┌─ TASK DATA

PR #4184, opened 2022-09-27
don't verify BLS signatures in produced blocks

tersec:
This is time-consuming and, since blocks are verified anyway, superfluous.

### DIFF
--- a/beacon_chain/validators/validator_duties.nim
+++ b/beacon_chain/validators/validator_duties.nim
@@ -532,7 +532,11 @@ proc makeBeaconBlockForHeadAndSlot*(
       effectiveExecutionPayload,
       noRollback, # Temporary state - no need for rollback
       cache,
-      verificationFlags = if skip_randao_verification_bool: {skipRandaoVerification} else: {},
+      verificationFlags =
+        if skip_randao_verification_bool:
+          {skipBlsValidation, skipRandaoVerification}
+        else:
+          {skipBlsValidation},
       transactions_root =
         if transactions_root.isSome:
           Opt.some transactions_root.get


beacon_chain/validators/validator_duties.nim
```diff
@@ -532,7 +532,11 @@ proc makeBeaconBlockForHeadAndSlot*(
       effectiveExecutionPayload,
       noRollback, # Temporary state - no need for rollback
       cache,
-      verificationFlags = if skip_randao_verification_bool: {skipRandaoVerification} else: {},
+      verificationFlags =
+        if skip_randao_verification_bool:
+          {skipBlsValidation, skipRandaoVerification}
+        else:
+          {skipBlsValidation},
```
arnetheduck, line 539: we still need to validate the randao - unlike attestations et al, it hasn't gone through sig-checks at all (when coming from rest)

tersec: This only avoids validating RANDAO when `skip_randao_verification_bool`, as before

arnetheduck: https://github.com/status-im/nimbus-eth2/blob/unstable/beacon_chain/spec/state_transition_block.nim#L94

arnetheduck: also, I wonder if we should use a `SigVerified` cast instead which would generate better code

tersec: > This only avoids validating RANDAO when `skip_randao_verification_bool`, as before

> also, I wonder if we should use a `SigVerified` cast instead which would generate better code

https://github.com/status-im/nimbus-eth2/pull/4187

└─

TASK BRIEF
Reply with only the number of lines in the entries that hold the word "avoids".

RESPONSE TO THE EXERCISE
2